Collection entries:
######

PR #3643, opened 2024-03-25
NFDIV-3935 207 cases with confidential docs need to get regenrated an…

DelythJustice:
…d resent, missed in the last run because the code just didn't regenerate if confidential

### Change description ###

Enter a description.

######

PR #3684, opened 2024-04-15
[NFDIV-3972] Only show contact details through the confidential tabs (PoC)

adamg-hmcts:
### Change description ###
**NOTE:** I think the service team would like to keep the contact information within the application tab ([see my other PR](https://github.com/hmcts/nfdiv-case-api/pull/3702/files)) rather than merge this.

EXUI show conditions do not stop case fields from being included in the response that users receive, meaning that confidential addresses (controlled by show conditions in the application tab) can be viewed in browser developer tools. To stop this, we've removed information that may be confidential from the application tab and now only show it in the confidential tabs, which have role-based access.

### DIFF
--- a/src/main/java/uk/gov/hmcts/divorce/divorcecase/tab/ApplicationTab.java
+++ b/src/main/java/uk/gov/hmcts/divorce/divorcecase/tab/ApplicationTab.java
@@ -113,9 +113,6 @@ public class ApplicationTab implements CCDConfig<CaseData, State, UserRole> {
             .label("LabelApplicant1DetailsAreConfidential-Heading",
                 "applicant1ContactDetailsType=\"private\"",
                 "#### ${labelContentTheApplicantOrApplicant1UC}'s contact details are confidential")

######

◆ HOW TO COMPLETE THIS TASK
Only the lines above from the one with "PR #3643, opened 2024-03-25" through the one with "Enter a description." should be duplicated, character for character.

◆ YOUR SOLUTION
PR #3643, opened 2024-03-25
NFDIV-3935 207 cases with confidential docs need to get regenrated an…

DelythJustice:
…d resent, missed in the last run because the code just didn't regenerate if confidential

### Change description ###

Enter a description.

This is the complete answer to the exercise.